[WHAT IS EXPECTED] Whenever a line in the material below includes "edited", copy that line.
-------- DATASET ENTRIES --------
PR #1692, opened 2023-11-05
chore: Update VersionState Docs

EliezerIsrael:
chore: Update VersionState Docs

### DIFF
--- a/sefaria/model/version_state.py
+++ b/sefaria/model/version_state.py
@@ -30,25 +30,28 @@ class VersionState(abst.AbstractMongoRecord, AbstractSchemaContent):
     The `content` attribute is a dictionary which is the root of a tree, mirroring the shape of a Version, where the leaf nodes of the tree are dictionaries with a shape like the following::
         {
             "_en": {
-                "availableTexts":
-                "availableCounts":
-                "percentAvailable":
-                "textComplete":
-                'completenessPercent':
-                'percentAvailableInvalid':
-                'sparseness':  # was isSparse
+                "availableTexts":  Mask of what texts are available in this language.  Boolean values (0 or 1) in the shape of the JaggedArray
+                "availableCounts":  Array, with length == depth of the node.  Each element is the number of available elements at that depth.  e.g [chapters, verses]
+                "percentAvailable":  Percent of this text available in this language TODO: Only used on the dashboard. Remove?
+                'percentAvailableInvalid':  Boolean. Whether the value of "percentAvailable" can be trusted.  TODO: Only used on the dashboard. Remove?
+                "textComplete":  Boolean. Whether the text is complete in this language. TODO: Not used outside of this file. Should be removed.
+                'completenessPercent':  Percent of this text complete in this language TODO: Not used outside of this file. Should be removed.
+                'sparseness': Legacy - present on some records, but no longer in code TODO: remove
             }
-            "_he": ...
+            "_he": {...} # same keys as _en
             "_all" {
-                "availableTexts":
+                "availableTexts": Mask what texts are available in this text overall.  Boolean values (0 or 1) in the shape of the JaggedArray
                 "shape":
-                    For depth 1: Integer - length
-                    For depth 2: List of chapter lengths
-                    For depth 3: List of list of chapter lengths?
+                    For depth 1: Integer -length
+                    For depth 2: List of section lengths
+                    For depth 3: List of list of section lengths
             }
         }
 
-    For example, the `content` attribute for `Pesach Haggadah` will be a dictionary with keys: "Kadesh", "Urchatz", "Karpas" ... each with a value of a dictionary like the above.  They key "Magid" has a value of dictionary with keys "Ha Lachma Anya", etc.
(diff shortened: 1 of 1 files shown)


sefaria/model/version_state.py
```diff
@@ -20,73 +20,42 @@
...
+                'percentAvailableInvalid':
+                'sparseness':  # was isSparse
+            }
+            "_he": ...
+            "_all" {
+                "availableTexts":
+                "shape":
+                    For depth 1: Integer - length
+                    For depth 2: List of chapter lengths
+                    For depth 3: List of list of chapter lengths?
```
saengel, line 47: Is there a way we can make the comment about a `depth 3` instance definitive, instead of leaving it with a question mark?

sefaria/model/version_state.py
```diff
@@ -20,73 +20,42 @@
...
+            "_en": {
+                "availableTexts":
+                "availableCounts":
+                "percentAvailable":
+                "textComplete":
+                'completenessPercent':
+                'percentAvailableInvalid':
+                'sparseness':  # was isSparse
+            }
+            "_he": ...
```
saengel, line 41: Is `_he` dot-dot-dotted because it mimics the exact keys of the `_en` dictionary? If so, can we explicitly say that?

sefaria/model/version_state.py
```diff
@@ -20,73 +20,42 @@
...
+            "_all" {
+                "availableTexts":
+                "shape":
+                    For depth 1: Integer - length
+                    For depth 2: List of chapter lengths
+                    For depth 3: List of list of chapter lengths?
+            }
+        }
+
+    For example, the `content` attribute for `Pesach Haggadah` will be a dictionary with keys: "Kadesh", "Urchatz", "Karpas" ... each with a value of a dictionary like the above.  They key "Magid" has a value of dictionary with keys "Ha Lachma Anya", etc.
```
saengel, line 51: Can we give a simpler text as an example as well? The structure of the `Pesach Haggadah` is very unique, so I think having a simpler text as well as the `Pesach Haggadah` will be more instructive.

sefaria/model/version_state.py
```diff
@@ -20,73 +20,42 @@
...
 
 
 class VersionState(abst.AbstractMongoRecord, AbstractSchemaContent):
     """
     This model overrides default init/load/save behavior, since there is one and only one VersionState record for each Index record.
+
+    The `content` attribute is a dictionary which is the root of a tree, mirroring the shape of a Version, where the leaf nodes of the tree are dictionaries with a shape like the following::
+        {
+            "_en": {
+                "availableTexts":
```
saengel, line 33: Can we provide an explanation for each of these keys? Some of them are more self-evident than others. A brief line about each would be helpful.

saengel (commented):
Hi @EliezerIsrael - thank you for updating these docs! 

I just ran into a bug with `vstate` last week, so this was very instructive - and great timing for me to see. 

I left a couple of questions, but my larger question is just understanding a bit more of the context for the update. Does this have anything to do with some of the formatting we had been talking about for docstrings - or is this an unrelated PR to update docs? I assumed the latter, and therefore didn't write anything having to do with docstring style. Let me know - and I can give style feedback as well. 

Thanks!

sefaria/model/version_state.py
EliezerIsrael: You caught me.  That was there for years, and I just left it.  I verified; it's a list of list of integers.

EliezerIsrael:
Thanks for the feedback, @saengel.   Yes - this is just refining old documentation - content focused; not related to the format question.

sefaria/model/version_state.py
```diff
@@ -20,78 +20,50 @@
...
+                    For depth 1: Integer -length
+                    For depth 2: List of section lengths
+                    For depth 3: List of list of section lengths
+            }
+        }
+
+    For example:
+    - the `content` attribute for a simple text like `Genesis` will be a dictionary with keys "_en", "_he", and "_all", as above.
+    - the `content` attribute for `Pesach Haggadah` will be a dictionary with keys: "Kadesh", "Urchatz", "Karpas" ... each with a value of a dictionary like the above.
+        The key "Magid" has a value of dictionary with keys "Ha Lachma Anya", etc.
```
saengel, line 54: A thought about this line for clarity:

`The key "Magid" has a value of a dictionary, where each key is a different sub-section of Magid. The value for each key is a dictionary as detailed above, specific to each sub-section. So for example, one key will be "Ha Lachma Anya" and the value will be a dictionary, like the above, specific to the details of "Ha Lachma Anya". `

Perhaps also it would be worth adding a line that seems to encompass the overarching rule: `Every JaggedArrayNode has a corresponding vstate dictionary. So for complex texts, each leaf node (and leaf nodes by definition must be JaggedArrayNodes) has this corresponding dictionary`

EliezerIsrael: Incorporated in latest commit.

saengel (approved):
Looks great!

PR #1697, opened 2023-11-06
Period year

YishaiGlasner:
this PR should solve this problem in reindex ElasticSearch - https://sefaria.slack.com/archives/C1DAVPYJZ/p1699190830515399
it adds a new function to TimePeriod - determine_year_estimate, and uses it in page ranking rather than using the start attribute which is not a required attribute.

### DIFF
--- a/sefaria/model/timeperiod.py
+++ b/sefaria/model/timeperiod.py
@@ -225,6 +225,16 @@ class TimePeriod(abst.AbstractMongoRecord):
             else:
                 return topic.Topic({"properties.generation.value": self.symbol})
 
+    def determine_year_estimate(self):
+        start = getattr(self, 'start', None)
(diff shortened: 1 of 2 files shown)


sefaria/model/timeperiod.py
```diff
@@ -225,6 +225,16 @@ def get_people_in_generation(self, include_doubles = True):
             else:
                 return topic.Topic({"properties.generation.value": self.symbol})
 
+    def determine_year_estimate(self):
+        start = getattr(self, 'start', None)
+        end = getattr(self, 'end', None)
+        if start != None and end != None:
```
nsantacruz, line 231: Should be `is not None`

nsantacruz (approved):

PR #1704, opened 2023-11-08
[sc-20618] Topic Images Backend Work & CSS Refactor

saengel:
## Summary:
This PR is the part two of adding image functionality to the following six topic pages: Rosh Hashanah, Yom Kippur, The Four Species, Sukkot, Simchat Torah, and Shabbat. [The first PR](https://github.com/Sefaria/Sefaria-Project/pull/1654) added the functionality to the frontend, this second PR handles the backend, enabling image storage in our database. Additionally, this PR cleans up some of the CSS, to allow for more generic and reusable React components. 

## Code Changes:

**Backend**:
- An option `image` attribute was added to the Topic model in `topic.py`. Additionally, a check was added to the `_validate()` function to make sure an images saved to the DB are properly stored in GCP. This check relies on a new Exception class, `ExternalImageError` which was added to `exceptions.py`. 
- The `add_image_to_topic()` function was added to `helper/topic.py`. This function assists with data migration of existing images _already stored in GCP with the proper configuration_ to our topics in the database. 

**Frontend**: 
- The `<TopicImage />` component was refactored. The more general image with caption component was extracted into `<TopicWithCaption />` in `Misc.jsx`, with the CSS classes for the generalized component renamed to reflect the generalized nature of the component. The `<TopicImage /> component inside of `TopicsPage.jsx` wraps topic page specific CSS around the `<TopicWithCaption />`
- The hardcoded map of images was removed (since now we can pull our images from the database), and the `<TopicImage />` component was adjusted in order to rely on data from the topics API call.


static/js/Misc.jsx
```diff
@@ -3300,6 +3300,17 @@ const Autocompleter = ({getSuggestions, showSuggestionsOnSelect, inputPlaceholde
     )
 }
 
+const ImageWithCaption = ({photoLink, enCaption, heCaption }) => {
```
nsantacruz, line 3303: I would change the caption props to be `caption` that is an object with keys `en` and `he` to match the way we generally pass bilingual data.

static/js/TopicPage.jsx
```diff
@@ -742,11 +717,8 @@ const TopicImage = ({photoLink, enCaption, heCaption }) => {
   
   return (
     <div class="topicImage">
-        <img class="topicPhoto" src={photoLink}/>
-        <div class="topicImageCaption"> 
-          <InterfaceText text={{en:enCaption, he:heCaption}}  />
-        </div>
-      </div>);
+      <ImageWithCaption photoLink={photoLink} enCaption={enCaption} heCaption={heCaption} />
```
nsantacruz, line 720: same as above. I would make the prop `caption`.

static/js/Misc.jsx
saengel: I totally agree, that makes a lot more sense. Thanks Noah!

sefaria/model/topic.py
```diff
@@ -69,6 +70,11 @@ def _validate(self):
         super(Topic, self)._validate()
         if getattr(self, 'subclass', False):
             assert self.subclass in self.subclass_map, f"Field `subclass` set to {self.subclass} which is not one of the valid subclass keys in `Topic.subclass_map`. Valid keys are {', '.join(self.subclass_map.keys())}"
+        if getattr(self, 'image', False):
```
edamboritz, line 73: Its possible this code isnt doing what you expect it to do. 
Youre using the index() method to test for the existence of a substring and expecting a custom exception to be thrown. 
However, according to the docs, a `ValueError` is what is thrown in such a case. 
1. To correct this block of code, you'd need to catch that error and then raise the custom exception. That a lot of lines of code.  I'd suggest re-writing to use `in` or `find()` so you dont have to handle the ValueError explicitly. 
2. Is there code outside this function that is catching the custom exception for it to be useful? (for example, the Topic.save() method?)

sefaria/model/topic.py
```diff
@@ -44,7 +44,8 @@ class Topic(abst.SluggedAbstractMongoRecord, AbstractTitledObject):
         'good_to_promote',
         'description_published',  # bool to keep track of which descriptions we've vetted
         'isAmbiguous',  # True if topic primary title can refer to multiple other topics
-        "data_source"  #any topic edited manually should display automatically in the TOC and this flag ensures this
+        "data_source",  #any topic edited manually should display automatically in the TOC and this flag ensures this
+        'image'
```
edamboritz, line 48: We are starting use of a tool to validate attributes that are dictionaries and need to have their structure validated. Would be good to use here as well.

static/js/TopicPage.jsx
```diff
@@ -498,11 +471,12 @@ const TopicPage = ({
       onClickFilterIndex = displayTabs.length - 1;
     }
     const classStr = classNames({topicPanel: 1, readerNavMenu: 1});
+
     return <div className={classStr}>
         <div className="content noOverflowX" ref={scrollableElement}>
             <div className="columnLayout">
                <div className="mainColumn storyFeedInner">
-                    <TopicHeader topic={topic} topicData={topicData} topicTitle={topicTitle} multiPanel={multiPanel} setNavTopic={setNavTopic} openSearch={openSearch} openDisplaySettings={openDisplaySettings} />
+                    <TopicHeader topic={topic} topicData={topicData} topicTitle={topicTitle} multiPanel={multiPanel} setNavTopic={setNavTopic} openSearch={openSearch} openDisplaySettings={openDisplaySettings} topicImage={topicImage} />
```
edamboritz, line 479: Why does topic image need to be passed in explicitly and not as part of the larger topicData here?

static/js/TopicPage.jsx
```diff
@@ -633,7 +608,7 @@ TopicLink.propTypes = {
 };
 
 
-const TopicSideColumn = ({ slug, links, clearAndSetTopic, parashaData, tref, setNavTopic, timePeriod, properties, topicTitle, multiPanel }) => {
+const TopicSideColumn = ({ slug, links, clearAndSetTopic, parashaData, tref, setNavTopic, timePeriod, properties, topicTitle, multiPanel, topicImage }) => {
```
edamboritz, line 611: Same as above, though that pattern seems to predate this PR...

static/js/TopicPage.jsx
saengel: I originally tried getting it from topicData, but for some reason topicData seems to be filtered at some point along the road. It was easier to capture the specific data I needed and pass it through.

sefaria/model/topic.py
saengel: Ah OK thanks Ephraim, I will revisit this :)

saengel: Hi Ephraim - pushing a commit to fix this now, and to prefer the use of `in` in the context of an `assert`. In my prior conversation with @nsantacruz I recall him mentioning possibly us preferring the custom exceptions over `assert` statements, so I just want to loop him in here to check and clarify. Thanks!

static/js/TopicPage.jsx
saengel: Following up here - as per our discussion, we are considering leaving this as a tech-debt chore.

sefaria/model/topic.py
saengel: A further update (based also on our conversation) -- removed any need for an `assert` by using the new validation pattern.

sefaria/model/topic.py
saengel: Great, pushed! Let me know what you think :)

scripts/topic_data_migration.py
```diff
@@ -0,0 +1,43 @@
+import django
```
nsantacruz, line 1: We don't add one-time scripts to the repo anymore. This script should be removed and instead manually copied to the server that will run it.

sefaria/helper/topic.py
```diff
@@ -1261,4 +1261,23 @@ def delete_ref_topic_link(tref, to_topic, link_type, lang):
...
+    """
+    A function to add an image to a Topic in the database. Helper for data migration.
+    This function queries the desired Topic, adds the image data, and then saves.
+    :param topic_slug String: A valid slug for a Topic
+    :param image_uri String: The URI of the image stored in the GCP images bucket, in the topics subdirectory.
+                             NOTE: Incorrectly stored, or external images, will not pass validation for save
+    :param en_caption String: The English caption for a Topic image
+    :param he_caption String: The Hebrew caption for a Topic image
+    """
+    topic = Topic().load({'slug': topic_slug})
```
nsantacruz, line 1277: Clearer to use `Topic.init(topic_slug)`. `.init()` is a function that applies to any object with a slug (these objects all inherit from `SluggedAbstractMongoRecord`)

sefaria/model/topic.py
```diff
@@ -71,9 +100,9 @@ def _validate(self):
         super(Topic, self)._validate()
         if getattr(self, 'subclass', False):
             assert self.subclass in self.subclass_map, f"Field `subclass` set to {self.subclass} which is not one of the valid subclass keys in `Topic.subclass_map`. Valid keys are {', '.join(self.subclass_map.keys())}"
-
-        if getattr(self, 'portal_slug', None):
```
nsantacruz, line 75: Why were these lines deleted?

saengel: I mistakenly committed when I copied over the code from the portal to `topic.py` for the sake of mimicking the pattern - needed to delete those lines.

scripts/topic_data_migration.py
saengel: Got it! Thanks @nsantacruz :)

sefaria/helper/topic.py
saengel: Okay, sounds good! Thank you!

edamboritz (approved):
Great work!

PR #1715, opened 2023-11-15
Clarify text settings

yonadavGit:
- more conventional A (or ALPEH in hebrew site) icons in header for accessing text settings, instead of the a-aleph that many users seem to miss.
--------
[TASK ANSWER]
-        "data_source"  #any topic edited manually should display automatically in the TOC and this flag ensures this
+        "data_source",  #any topic edited manually should display automatically in the TOC and this flag ensures this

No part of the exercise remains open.